Kilo sorunu her vakit fazla yemekten kaynaklanmaz. Bilhassa inatçı kiloların sebebi birtakım hastalıklar olabilir.
Kilo sıkıntısından de lakin bu hastalıkların tedavisiyle kurtulabilirsiniz…
İç Hastalıkları Uzmanı Prof. Dr. Osman Erk, işte bu hasta-lıkları ve kilo alımına tesirlerini şöyle açıkladı:

Prof. Dr. Osman Erk
Tiroid bezi hastalıkları
Tiroid hormonlarının kanda çok az bulunması ve fonksiyonlarını tam olarak yerine getirememesi durumunda ortaya çıkan hastalığa hipotiroidi ismi verilir. Hipotiroidi, metabolizma üzerinde birçok olumsuz tesir gösterir. Metabolizma yavaşladığı için kilo artışına yol açar.

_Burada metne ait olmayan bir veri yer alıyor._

PR #6447, opened 2026-06-18
fix(common): resolve environment variables in inherited collection headers

### LINKED ISSUE #6446: [bug]: Environment variables are not applied on collection level auth

### Platform

Desktop App

### Browser

Firefox

### Operating System

Windows

## Description
I've set basic auth for my whole collection using variables defined within an environment.

Image

Firstly: the variable preview shows that something is off.

Image

But the variable itself is recognized (using the wrong variable name instantly marks it in red, green is a recognized environment variable according to the docs).

Within my request it shows correctly that basic auth is inherited from the parent collection.
But the authorization header value shows that it is empty and leads to 401 upon execution.

Image

When I set the autorization to basic auth directly in the request, everything works as expected.

## Steps to reproduce
- create environment
- define variables for username and password
- create collection
- set authorization in collection to basic auth and insert environment variables
- create request in collection
- set authorization to inherit
- check created request headers

### Deployment Type

### Version

v2026.5.0

sahil29roy:
Closes #6446

Had a look at the issue — when a request inherits Basic Auth from a 
collection and the username/password fields use `<<variable>>` syntax, 
the Authorization header comes out empty and the request 401s.

The problem is in `Headers.vue` — it was pulling from `aggregateEnvs$` 
which only has the saved initial values, not whatever the user has 
actually set in their active environment session. So the variables never 
resolve.

Fix threads `aggregateEnvsWithCurrentValue$` through instead, which 
includes current session values and secrets. Also wired the `envs` prop 
down through `RequestTab`, `ResponseTab`, and the collection 
`Properties` modal so the preview tooltips in the auth fields resolve 
correctly too.

## Files changed

- `http/Headers.vue` — switched to `aggregateEnvsWithCurrentValue$`, added `envs` prop with fallback, updated the watch on `inheritedProperties`
- `http/RequestTab.vue` — pass resolved envs down to `HttpRequestOptions`  
- `http/ResponseTab.vue` — same
- `collections/Properties.vue` — combine inherited collection vars + active env and pass to `HttpHeaders` and `HttpAuthorization`

## Testing

1. Create an environment, add `username` and `password` variables
2. Create a collection, set Basic Auth using `<<username>>` / `<<password>>`
3. Add a child request set to Inherit auth
4. Check the Headers tab — Authorization should show the resolved Base64 value
5. Switch environment and confirm it updates
6. Open collection Properties → Authorization tab, hover the variable tokens — tooltip should show the resolved value not the raw placeholder
7. Send the request — should get 200 not 401

---
## Summary by cubic
Fixes #6446. Resolves env vars in inherited Basic Auth and headers, enforces request → collection → environment precedence in previews and execution, prevents stale previews/401s, and keeps collection secrets resolving in tooltips (incl. after OAuth redirects); also normalizes legacy env rows so embeds and previews resolve.

- **Bug Fixes**
  - Switch to `aggregateEnvsWithCurrentValue$`, add `:envs` prop, compute headers/auth with stale-update cancellation and non-empty filtering; normalize legacy `{ key, value }` rows via `normalizeAggregateEnvs`; clear inherited rows when the next request has no inherited properties.
  - Add `getEffectiveVariablesForRequest` (request > collection > environment) and use it in `RequestTab`, example `ResponseTab`, `Codegen`, `EnvInput`, the editor env tooltip extension, embeds, and the environment inspector; expand tests for precedence and empty-value fallthrough, and pass auth as a request-like object for correct header context.
  - In collection `Properties`/`Variables`, merge collection + inherited vars with the active env and pass to `HttpHeaders`/`HttpAuthorization`; introduce `collectionStoreKey`, set `sourceEnvID` on collection variables so tooltips resolve secret/current values, and preserve it across OAuth redirect rehydration; exclude request-level vars.

<sup>Written for commit 6625895a368af1297a2f28b5217b4a5bc2dca046. Summary will update on new commits.</sup>

<a href="https://cubic.dev/pr/hoppscotch/hoppscotch/pull/6447?utm_source=github" target="_blank" rel="noopener noreferrer" data-no-image-dialog="true"><picture><source media="(prefers-color-scheme: dark)" srcset="https://www.cubic.dev/buttons/review-in-cubic-dark.svg"><source media="(prefers-color-scheme: light)" srcset="https://www.cubic.dev/buttons/review-in-cubic-light.svg">Review in cubic</picture></a>

### DIFF
--- a/packages/hoppscotch-common/src/components/http/example/ResponseTab.vue
+++ b/packages/hoppscotch-common/src/components/http/example/ResponseTab.vue
@@ -5,6 +5,8 @@
       <HttpRequestOptions
         v-model="tab.document.response.originalRequest"
         v-model:option-tab="optionTabPreference"
+        v-model:inherited-properties="tab.document.inheritedProperties"
+        :envs="envs"
       />
     </template>
     <template #secondary>
@@ -21,6 +23,11 @@ import { HoppTab } from "~/services/tab"
 import { HoppSavedExampleDocument } from "~/helpers/rest/document"
 import { RESTOptionTabs } from "../RequestOptions.vue"
 import { isEqual } from "lodash-es"
+import { useReadonlyStream } from "@composables/stream"
+import {
+  aggregateEnvsWithCurrentValue$,
+  getAggregateEnvsWithCurrentValue,
+} from "~/newstore/environments"
 
 const props = defineProps<{ modelValue: HoppTab<HoppSavedExampleDocument> }>()
 
@@ -31,6 +38,11 @@ const emit = defineEmits<{
 const tab = useVModel(props, "modelValue", emit)
 
 const optionTabPreference = ref<RESTOptionTabs>("params")
+
+const envs = useReadonlyStream(
+  aggregateEnvsWithCurrentValue$,
+  getAggregateEnvsWithCurrentValue()
+)
 
 // TODO: Come up with a better dirty check
 let oldResponse = cloneDeep(tab.value.document.response)
--- a/packages/hoppscotch-common/src/components/http/example/ResponseTab.vue
+++ b/packages/hoppscotch-common/src/components/http/example/ResponseTab.vue
@@ -6,7 +6,7 @@
         v-model="tab.document.response.originalRequest"
         v-model:option-tab="optionTabPreference"
         v-model:inherited-properties="tab.document.inheritedProperties"
-        :envs="envs"
+        :envs="resolvedEnvs"
       />
     </template>
     <template #secondary>
@@ -16,7 +16,7 @@
 </template>
 
 <script setup lang="ts">
-import { watch, ref } from "vue"
+import { watch, ref, computed } from "vue"
 import { useVModel } from "@vueuse/core"
 import { cloneDeep, isEqual } from "lodash-es"
 import { HoppTab } from "~/services/tab"
@@ -27,6 +27,7 @@ import {
   aggregateEnvsWithCurrentValue$,
   getAggregateEnvsWithCurrentValue,
 } from "~/newstore/environments"
+import { getEffectiveVariablesForRequest } from "~/helpers/utils/environments"
 
 const props = defineProps<{ modelValue: HoppTab<HoppSavedExampleDocument> }>()
 
@@ -42,6 +43,14 @@ const envs = useReadonlyStream(
   aggregateEnvsWithCurrentValue$,
   getAggregateEnvsWithCurrentValue()
 )
+
+const resolvedEnvs = computed(() => {
+  return getEffectiveVariablesForRequest(
+    tab.value.document.response.originalRequest.requestVariables,
+    tab.value.document.inheritedProperties?.variables,
+    envs.value
+  )
+})
 
 // TODO: Come up with a better dirty check
 let oldResponse = cloneDeep(tab.value.document.response)
--- a/packages/hoppscotch-common/src/components/http/example/ResponseTab.vue
+++ b/packages/hoppscotch-common/src/components/http/example/ResponseTab.vue
@@ -18,11 +18,10 @@
 <script setup lang="ts">
 import { watch, ref } from "vue"
 import { useVModel } from "@vueuse/core"
-import { cloneDeep } from "lodash-es"
+import { cloneDeep, isEqual } from "lodash-es"
 import { HoppTab } from "~/services/tab"
 import { HoppSavedExampleDocument } from "~/helpers/rest/document"
 import { RESTOptionTabs } from "../RequestOptions.vue"
-import { isEqual } from "lodash-es"
 import { useReadonlyStream } from "@composables/stream"
 import {
   aggregateEnvsWithCurrentValue$,
--- a/packages/hoppscotch-common/src/components/collections/Properties.vue
+++ b/packages/hoppscotch-common/src/components/collections/Properties.vue
@@ -264,6 +264,9 @@ export type EditingProperties = {
   isRootCollection: boolean
   path: string
   inheritedProperties?: HoppInheritedProperty
+  // Key the collection's secret/current values are stored under, computed
+  // authoritatively by `editProperties` (team → `id`, personal → `_ref_id`).
+  collectionStoreKey?: string
 }
 type HoppCollectionAuth = HoppRESTAuth | HoppGQLAuth
 type HoppCollectionHeaders = HoppRESTHeaders | GQLHeader[]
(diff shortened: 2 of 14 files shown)


Kinetic-Labs-GT (commented):
### Async Race Condition Detected

This PR correctly addresses the root cause of the inherited auth issue (#6446) by switching the stream to `aggregateEnvsWithCurrentValue$`. The variable resolution logic is sound and correctly handles live session values.

However, structural analysis indicates that the implementation introduces a **concurrency bug (race condition)** inside the newly updated watchers in `Headers.vue`.

####  The Introduced Bug
In `Headers.vue`, two watchers (`computedHeaders` and `inheritedProperties`) are configured to react to deep state changes (e.g., typing in an environment variable, toggling environments rapidly). 

Because these watchers execute asynchronous functions (`getComputedHeaders` and `getComputedAuthHeaders`) *without* any cancellation mechanism, the following failure mode occurs under rapid user interaction:

1. **Tick 1:** The user enters State A. The watcher fires -> Promise A begins.
2. **Tick 2:** The user quickly enters State B. The watcher fires -> Promise B begins.
3. Promise B resolves quickly over the network/compute thread. The UI updates to State B (Correct).
4. Promise A resolves slowly. The UI overwrites the current DOM with State A (Incorrect/Stale).

This lack of promise invalidation will permanently corrupt the UI state if an older network or compute execution resolves after a newer one. Additionally, the `inheritedProperties` watcher pushes to `inheritedProperty.value` asynchronously after evaluating a synchronous filter, which can lead to duplicate entries or array corruption if multiple promises resolve out of order.

#### The Required Fix: Vue `onCleanup`
To safely run asynchronous logic inside Vue watchers, we must invalidate stale executions using the `onCleanup` callback. This guarantees that only the results of the *most recent* state change are applied to the DOM.

Please apply the following patches to `Headers.vue`:

**1. `computedHeaders` Watcher (Lines ~595):**
```typescript
watch(
  [() => props.modelValue, resolvedEnvs],
  async (newVals, oldVals, onCleanup) => {
    let isStale = false;
    
    // Vue calls this automatically if the watcher re-triggers before completion
    onCleanup(() => {
      isStale = true;
    });

    const headers = await getComputedHeaders(props.modelValue, resolvedEnvs.value);
    
    // Discard the result if a newer watcher execution has already begun
    if (isStale) return;

    computedHeaders.value = headers.map((header, index) => ({
      id: `header-${index}`,
      ...header,
    }));
  },
  { immediate: true, deep: true }
);

```

**2. `inheritedProperties` Watcher (Lines ~633):**

```typescript
watch(
  () => [props.inheritedProperties, request.value, resolvedEnvs.value],
  async (newVals, oldVals, onCleanup) => {
    let isStale = false;
    
    // Invalidate this execution run if dependencies change again
    onCleanup(() => {
      isStale = true;
    });

    if (!props.inheritedProperties) return;

    // ... [keep the existing filter logic for inheritedHeaders here] ...

    if (/* ... existing Authorization header check ... */) {
      const [computedAuthHeader] = await getComputedAuthHeaders(
        aggregateEnvs.value,
        resolvedEnvs.value,
        request.value,
        props.inheritedProperties.auth.inheritedAuth,
        false
      );

      // Discard stale async results before pushing to the reactive array
      if (isStale) return; 

      if (computedAuthHeader) {
        // ... [keep the existing inheritedProperty.value.push logic here] ...
      }
    }
  },
  { immediate: true, deep: true }
);

```

Once these async safety checks are in place, the state management will be rock solid. Let me know if you have any questions on the concurrency flow!

nivedin:
@sahil29roy please look into the AI reviews

packages/hoppscotch-common/src/components/http/example/ResponseTab.vue
```diff
@@ -32,6 +38,11 @@ const tab = useVModel(props, "modelValue", emit)
 
 const optionTabPreference = ref<RESTOptionTabs>("params")
 
+const envs = useReadonlyStream(
```
sviat-barbutsa, line 42: Nice fix however I think this still misses request variables in this preview path becayse `envs` here is only built from `aggregateEnvsWithCurrentValue$`, but execution/codegen resolve variables with request variables first, then collection variables and then environment variables. Since `parseTemplateStringE` uses the first matching key, inherited auth can preview a different value than the one actually sent.

Here is the case - if inherited auth uses `<<token>>`, the selected env has `token=env-token`, and the request has an active `token=request-token` variable, the actual request/codegen should use `request-token`, but this preview path can still resolve `env-token`. 

Could you, please, build the list passed to `HttpRequestOptions` with the same precedence as execution/codegen, and add a regression test for a request-variable override in inherited auth?

sahil29roy: Good catch, I only used environment variables in the preview path, 
so request-level variables can end up resolving differently from 
execution/codegen. I'll update the variable list passed to 
`HttpRequestOptions` to follow the same precedence 
(request > collection > environment) and add a regression test 
covering the inherited auth override case.

nivedin (dismissed):

nivedin:
@sahil29roy Thank you for the PR, pushed a few follow-up commits on top of your branch. The main thing was pulling the request/collection/env variable merging into shared helpers in environments.ts (getEffectiveVariablesForRequest, transformRequestVariablesToAggregateEnv, normalizeAggregateEnvs) and pointing Codegen, EnvInput, the env inspector, and HoppEnvironment at them, they were all doing the same merge inline.

Along the way I fixed a handful of things that came up:

- the preview wasn't matching what actually gets sent, so it now runs through filterNonEmptyEnvironmentVariables
- inherited headers/auth were sticking around after switching to a request with no inherited props
- inherited-header parentName was using the wrong index after the list got filtered
- collection secrets showed up empty in the env tooltip because sourceEnvID was getting dropped
- the collection store key now comes from editProperties (team uses id, personal _ref_id) so it can't drift from the save side
- embeds were passing { key, value }, which resolved to empty — switched them to the proper shape

Also added more cases to variablePrecedence.spec.ts. Lint's clean and the common test suite passes.

jamesgeorge007 (approved):

jamesgeorge007:
Thanks, @sahil29roy. This is scheduled for the upcoming release.

sahil29roy:
@nivedin  Thanks a lot for the follow-up commits and for cleaning up the 
edge cases I missed — the sourceEnvID drop and the embed shape 
issues especially weren't on my radar. Really appreciate you 
taking the time to get it across the finish line properly.

sahil29roy:
@jamesgeorge007 Thanks for merging Looking forward to seeing it in the release. 
Will keep an eye out for more issues to contribute to.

Kilo artışı ise bozulmuş glikoz toleransına, şeker ve kalp-damar hastalıklarına yol açar.
Hormon bozuklukları
Leptin hormonu beyaz yağ dokusundan salgılanan ve sirkülasyona girerek beyefendisine kadar ulaşıp, orada yaptığı tesirle iştahı azaltan bir hormondur. Uykusuzluk, gerilim, süratli kilo verdiren diyetler nedeniyle bedende azalır. Eksikliğinde kana leptin hormonu verilemez. Münasebetiyle iştah artar ve kilo alınır. Fazla kalori, tatlandırıcılar, fazla trans-doymuş yağlar ve rafine karbonhidratlar ise leptin direncine yol açarak obeziteye neden olur.
Polikistik over sendromu
Beyin, hipofiz bezi, yumurtalıklar, böbreküstü bezi ve öbür endokrin organlar ortasındaki bağlantının bozulmasına bağlı olarak; üreme çağındaki bayanlarda en sık ortaya çıkan endokrin bozukluktur. Adet düzensizliği, tüylenme ve kilo sorunları ile kendini gösteren bir hastalıktır.
Böbreküstü bezi hastalıkları
Kortizol bir gerilim hormonudur ve yüksekliğinin yol açtığı tabloya ‘Cushing Sendromu’ ismi verilir. Bu sorun, obezite ile beraberdir.
Diyet ve antrenmana karşın kilo veremeyen şahısların bedenlerinde daha çok karın bölgesinde, göğüs ve koltuk altlarında görülen kırmızı-mor renkli çatlaklar; tansiyon yüksekliği; ay dede yüzü tabir edilen bilhassa yanak bölgesinde yağ dokusu artışı ve karın bölgesinde yağ dokusu artışı varsa ‘Cushing Sendromu’ mümkünlüğü düşünülmelidir.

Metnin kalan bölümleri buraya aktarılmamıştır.